* _Dataset_
PR #3786, opened 2015-04-02
(PUP-3653) Create/set empty Windows groups

ferventcoder:
Allow setting a Windows group to no users. Previously it was not possible to set
Windows groups with no members due to the way the checking of should versus
current was done. Without this change Puppet will not be able to set Windows
groups to empty lists.

- `group/windows_adsi.members_insync?` - Remove the short circuit check on `current.empty?` versus
  `should_empty` - this results in incorrect behavior when non-authoritative
- `group/windows_adsi.members_insync?` - Return true when non-athoritative and should is empty.
  This prevents a check on keys of an empty hash, which will result in an error.
- `adsi.set_members` - return early only if `desired_members` is nil
- `adsi.set_members` - skip adding members when `desired_members` is empty
- `adsi.set_members` - if `desired_members` is empty, remove all current members

### DIFF
--- a/lib/puppet/provider/group/windows_adsi.rb
+++ b/lib/puppet/provider/group/windows_adsi.rb
@@ -22,9 +22,6 @@ Puppet::Type.type(:group).provide :windows_adsi do
 
     # Cannot use munge of the group property to canonicalize @should
     # since the default array_matching comparison is not commutative
-    should_empty = should.nil? or should.empty?
-
-    return false if current.empty? != should_empty
 
     # dupes automatically weeded out when hashes built
     current_users = Puppet::Util::Windows::ADSI::Group.name_sid_hash(current)
@@ -33,6 +30,7 @@ Puppet::Type.type(:group).provide :windows_adsi do
     if @resource[:auth_membership]
       current_users == specified_users
     else
+      return true if specified_users.empty?
       (specified_users.keys.to_a & current_users.keys.to_a) == specified_users.keys.to_a
     end
   end
--- a/lib/puppet/util/windows/adsi.rb
+++ b/lib/puppet/util/windows/adsi.rb
@@ -388,19 +388,27 @@ module Puppet::Util::Windows::ADSI
     end
 
     def set_members(desired_members, inclusive = true)
-      return if desired_members.nil? or desired_members.empty?
+      return if desired_members.nil?
 
       current_hash = Hash[ self.member_sids.map { |sid| [sid.to_s, sid] } ]
       desired_hash = self.class.name_sid_hash(desired_members)
 
       # First we add all missing members
-      members_to_add = (desired_hash.keys - current_hash.keys).map { |sid| desired_hash[sid] }
-      add_member_sids(*members_to_add)
+      if !desired_members.empty?
+        members_to_add = (desired_hash.keys - current_hash.keys).map { |sid| desired_hash[sid] }
+        add_member_sids(*members_to_add)
+      end
 
-      # Then we remove all extra members
-      members_to_remove = (current_hash.keys - desired_hash.keys).map { |sid| current_hash[sid] }
+      # Then we remove all extra members if inclusive
+      if inclusive
+        if desired_members.empty?
+          members_to_remove = (current_hash.keys).map { |sid| current_hash[sid] }
+        else
+          members_to_remove = (current_hash.keys - desired_hash.keys).map { |sid| current_hash[sid] }
+        end
 
-      remove_member_sids(*members_to_remove) if inclusive
+        remove_member_sids(*members_to_remove)
+      end
     end
 
     def self.create(name)
--- a/spec/unit/provider/group/windows_adsi_spec.rb
+++ b/spec/unit/provider/group/windows_adsi_spec.rb
@@ -69,6 +69,10 @@ describe Puppet::Type.type(:group).provider(:windows_adsi), :if => Puppet.featur
         provider.members_insync?(['user1', 'user2', 'user2'], ['user2', 'user1', 'user1']).should be_true
       end
 
+      it "should return true when current user(s) and should user(s) are empty lists" do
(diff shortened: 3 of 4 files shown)


lib/puppet/util/windows/adsi.rb
```diff
@@ -388,19 +388,27 @@ def member_sids
...
-      add_member_sids(*members_to_add)
+      if !desired_members.empty?
+        members_to_add = (desired_hash.keys - current_hash.keys).map { |sid| desired_hash[sid] }
+        add_member_sids(*members_to_add)
+      end
 
-      # Then we remove all extra members
-      members_to_remove = (current_hash.keys - desired_hash.keys).map { |sid| current_hash[sid] }
+      # Then we remove all extra members if inclusive
+      if inclusive
```
ferventcoder: I bumped this up to keep this entire section from running unless inclusive.

lib/puppet/provider/group/windows_adsi.rb
```diff
@@ -33,6 +33,7 @@ def members_insync?(current, should)
     if @resource[:auth_membership]
       current_users == specified_users
     else
+      return true if specified_users.empty?
```
Iristyle:
```ruby
elsif specified_users.empty?
  true
else
```

?

ferventcoder: could do that as well, just not a fan of branching in that way and if it ever gets reordered, don't want the meaning to be lost.

ferventcoder: It would need specified like this: `elsif specified_users.empty? && !@resource[:auth_membership]`

lib/puppet/provider/group/windows_adsi.rb
```diff
@@ -22,9 +22,6 @@ def members_insync?(current, should)
 
     # Cannot use munge of the group property to canonicalize @should
     # since the default array_matching comparison is not commutative
-    should_empty = should.nil? or should.empty?
-
-    return false if current.empty? != should_empty
```
ferventcoder: Yanked. If we put this back for any reason, it also has a bug in should_empty set because assignment to logical boolean.

So it would need to come back as 
`should_empty = should.nil? || should.empty?`

ferventcoder: This changes what was brought in with https://github.com/puppetlabs/puppet/commit/455834e7f21f213e9d0085510d5b47c0c3e2a1ab

lib/puppet/provider/group/windows_adsi.rb
Iristyle: Yup, you're right....

lib/puppet/provider/group/windows_adsi.rb
Iristyle: The guy who worked on https://github.com/puppetlabs/puppet/commit/455834e7f21f213e9d0085510d5b47c0c3e2a1ab is a total :monkey:

ferventcoder: ha

lib/puppet/util/windows/adsi.rb
```diff
@@ -388,19 +388,27 @@ def member_sids
...
+      return if desired_members.nil?
 
       current_hash = Hash[ self.member_sids.map { |sid| [sid.to_s, sid] } ]
       desired_hash = self.class.name_sid_hash(desired_members)
 
       # First we add all missing members
-      members_to_add = (desired_hash.keys - current_hash.keys).map { |sid| desired_hash[sid] }
-      add_member_sids(*members_to_add)
+      if !desired_members.empty?
+        members_to_add = (desired_hash.keys - current_hash.keys).map { |sid| desired_hash[sid] }
```
ferventcoder: @Iristyle I'm curious what happens when the current hash is empty. I believe I tested this but still curious.

ferventcoder: Actually I guess the specs cover it.

lib/puppet/util/windows/adsi.rb
```diff
@@ -388,19 +388,27 @@ def member_sids
...
+        add_member_sids(*members_to_add)
+      end
 
-      # Then we remove all extra members
-      members_to_remove = (current_hash.keys - desired_hash.keys).map { |sid| current_hash[sid] }
+      # Then we remove all extra members if inclusive
+      if inclusive
+        if desired_members.empty?
+          members_to_remove = (current_hash.keys).map { |sid| current_hash[sid] }
```
Iristyle: Changing to 

```ruby
members_to_add = current_hash.values
```

lib/puppet/util/windows/adsi.rb
```diff
@@ -388,19 +388,27 @@ def member_sids
...
-      return if desired_members.nil? or desired_members.empty?
+      return if desired_members.nil?
 
       current_hash = Hash[ self.member_sids.map { |sid| [sid.to_s, sid] } ]
       desired_hash = self.class.name_sid_hash(desired_members)
 
       # First we add all missing members
-      members_to_add = (desired_hash.keys - current_hash.keys).map { |sid| desired_hash[sid] }
-      add_member_sids(*members_to_add)
+      if !desired_members.empty?
```
Iristyle: Going to perform the empty checks on `desired_hash` since that's what we're using after 394.

lib/puppet/util/windows/adsi.rb
ferventcoder: :+1:

lib/puppet/util/windows/adsi.rb
ferventcoder: Works for me - long as it is is empty and not nil

ferventcoder: Actually it doesn't matter...

Iristyle:
Merged to 3.x in 6b8d187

* _Task description_
Go through the records above and write each one out again exactly.

* _Exercise solution_
PR #3786, opened 2015-04-02
(PUP-3653) Create/set empty Windows groups

ferventcoder:
Allow setting a Windows group to no users. Previously it was not possible to set
Windows groups with no members due to the way the checking of should versus
current was done. Without this change Puppet will not be able to set Windows
groups to empty lists.

- `group/windows_adsi.members_insync?` - Remove the short circuit check on `current.empty?` versus
  `should_empty` - this results in incorrect behavior when non-authoritative
- `group/windows_adsi.members_insync?` - Return true when non-athoritative and should is empty.
  This prevents a check on keys of an empty hash, which will result in an error.
- `adsi.set_members` - return early only if `desired_members` is nil
- `adsi.set_members` - skip adding members when `desired_members` is empty
- `adsi.set_members` - if `desired_members` is empty, remove all current members

### DIFF
--- a/lib/puppet/provider/group/windows_adsi.rb
+++ b/lib/puppet/provider/group/windows_adsi.rb
@@ -22,9 +22,6 @@ Puppet::Type.type(:group).provide :windows_adsi do
 
     # Cannot use munge of the group property to canonicalize @should
     # since the default array_matching comparison is not commutative
-    should_empty = should.nil? or should.empty?
-
-    return false if current.empty? != should_empty
 
     # dupes automatically weeded out when hashes built
     current_users = Puppet::Util::Windows::ADSI::Group.name_sid_hash(current)
@@ -33,6 +30,7 @@ Puppet::Type.type(:group).provide :windows_adsi do
     if @resource[:auth_membership]
       current_users == specified_users
     else
+      return true if specified_users.empty?
       (specified_users.keys.to_a & current_users.keys.to_a) == specified_users.keys.to_a
     end
   end
--- a/lib/puppet/util/windows/adsi.rb
+++ b/lib/puppet/util/windows/adsi.rb
@@ -388,19 +388,27 @@ module Puppet::Util::Windows::ADSI
     end
 
     def set_members(desired_members, inclusive = true)
-      return if desired_members.nil? or desired_members.empty?
+      return if desired_members.nil?
 
       current_hash = Hash[ self.member_sids.map { |sid| [sid.to_s, sid] } ]
       desired_hash = self.class.name_sid_hash(desired_members)
 
       # First we add all missing members
-      members_to_add = (desired_hash.keys - current_hash.keys).map { |sid| desired_hash[sid] }
-      add_member_sids(*members_to_add)
+      if !desired_members.empty?
+        members_to_add = (desired_hash.keys - current_hash.keys).map { |sid| desired_hash[sid] }
+        add_member_sids(*members_to_add)
+      end
 
-      # Then we remove all extra members
-      members_to_remove = (current_hash.keys - desired_hash.keys).map { |sid| current_hash[sid] }
+      # Then we remove all extra members if inclusive
+      if inclusive
+        if desired_members.empty?
+          members_to_remove = (current_hash.keys).map { |sid| current_hash[sid] }
+        else
+          members_to_remove = (current_hash.keys - desired_hash.keys).map { |sid| current_hash[sid] }
+        end
 
-      remove_member_sids(*members_to_remove) if inclusive
+        remove_member_sids(*members_to_remove)
+      end
     end
 
     def self.create(name)
--- a/spec/unit/provider/group/windows_adsi_spec.rb
+++ b/spec/unit/provider/group/windows_adsi_spec.rb
@@ -69,6 +69,10 @@ describe Puppet::Type.type(:group).provider(:windows_adsi), :if => Puppet.featur
         provider.members_insync?(['user1', 'user2', 'user2'], ['user2', 'user1', 'user1']).should be_true
       end
 
+      it "should return true when current user(s) and should user(s) are empty lists" do
(diff shortened: 3 of 4 files shown)


lib/puppet/util/windows/adsi.rb
```diff
@@ -388,19 +388,27 @@ def member_sids
...
-      add_member_sids(*members_to_add)
+      if !desired_members.empty?
+        members_to_add = (desired_hash.keys - current_hash.keys).map { |sid| desired_hash[sid] }
+        add_member_sids(*members_to_add)
+      end
 
-      # Then we remove all extra members
-      members_to_remove = (current_hash.keys - desired_hash.keys).map { |sid| current_hash[sid] }
+      # Then we remove all extra members if inclusive
+      if inclusive
```
ferventcoder: I bumped this up to keep this entire section from running unless inclusive.

lib/puppet/provider/group/windows_adsi.rb
```diff
@@ -33,6 +33,7 @@ def members_insync?(current, should)
     if @resource[:auth_membership]
       current_users == specified_users
     else
+      return true if specified_users.empty?
```
Iristyle:
```ruby
elsif specified_users.empty?
  true
else
```

?

ferventcoder: could do that as well, just not a fan of branching in that way and if it ever gets reordered, don't want the meaning to be lost.

ferventcoder: It would need specified like this: `elsif specified_users.empty? && !@resource[:auth_membership]`

lib/puppet/provider/group/windows_adsi.rb
```diff
@@ -22,9 +22,6 @@ def members_insync?(current, should)
 
     # Cannot use munge of the group property to canonicalize @should
     # since the default array_matching comparison is not commutative
-    should_empty = should.nil? or should.empty?
-
-    return false if current.empty? != should_empty
```
ferventcoder: Yanked. If we put this back for any reason, it also has a bug in should_empty set because assignment to logical boolean.

So it would need to come back as 
`should_empty = should.nil? || should.empty?`

ferventcoder: This changes what was brought in with https://github.com/puppetlabs/puppet/commit/455834e7f21f213e9d0085510d5b47c0c3e2a1ab

lib/puppet/provider/group/windows_adsi.rb
Iristyle: Yup, you're right....

lib/puppet/provider/group/windows_adsi.rb
Iristyle: The guy who worked on https://github.com/puppetlabs/puppet/commit/455834e7f21f213e9d0085510d5b47c0c3e2a1ab is a total :monkey:

ferventcoder: ha

lib/puppet/util/windows/adsi.rb
```diff
@@ -388,19 +388,27 @@ def member_sids
...
+      return if desired_members.nil?
 
       current_hash = Hash[ self.member_sids.map { |sid| [sid.to_s, sid] } ]
       desired_hash = self.class.name_sid_hash(desired_members)
 
       # First we add all missing members
-      members_to_add = (desired_hash.keys - current_hash.keys).map { |sid| desired_hash[sid] }
-      add_member_sids(*members_to_add)
+      if !desired_members.empty?
+        members_to_add = (desired_hash.keys - current_hash.keys).map { |sid| desired_hash[sid] }
```
ferventcoder: @Iristyle I'm curious what happens when the current hash is empty. I believe I tested this but still curious.

ferventcoder: Actually I guess the specs cover it.

lib/puppet/util/windows/adsi.rb
```diff
@@ -388,19 +388,27 @@ def member_sids
...
+        add_member_sids(*members_to_add)
+      end
 
-      # Then we remove all extra members
-      members_to_remove = (current_hash.keys - desired_hash.keys).map { |sid| current_hash[sid] }
+      # Then we remove all extra members if inclusive
+      if inclusive
+        if desired_members.empty?
+          members_to_remove = (current_hash.keys).map { |sid| current_hash[sid] }
```
Iristyle: Changing to 

```ruby
members_to_add = current_hash.values
```

lib/puppet/util/windows/adsi.rb
```diff
@@ -388,19 +388,27 @@ def member_sids
...
-      return if desired_members.nil? or desired_members.empty?
+      return if desired_members.nil?
 
       current_hash = Hash[ self.member_sids.map { |sid| [sid.to_s, sid] } ]
       desired_hash = self.class.name_sid_hash(desired_members)
 
       # First we add all missing members
-      members_to_add = (desired_hash.keys - current_hash.keys).map { |sid| desired_hash[sid] }
-      add_member_sids(*members_to_add)
+      if !desired_members.empty?
```
Iristyle: Going to perform the empty checks on `desired_hash` since that's what we're using after 394.

lib/puppet/util/windows/adsi.rb
ferventcoder: :+1:

lib/puppet/util/windows/adsi.rb
ferventcoder: Works for me - long as it is is empty and not nil

ferventcoder: Actually it doesn't matter...

Iristyle:
Merged to 3.x in 6b8d187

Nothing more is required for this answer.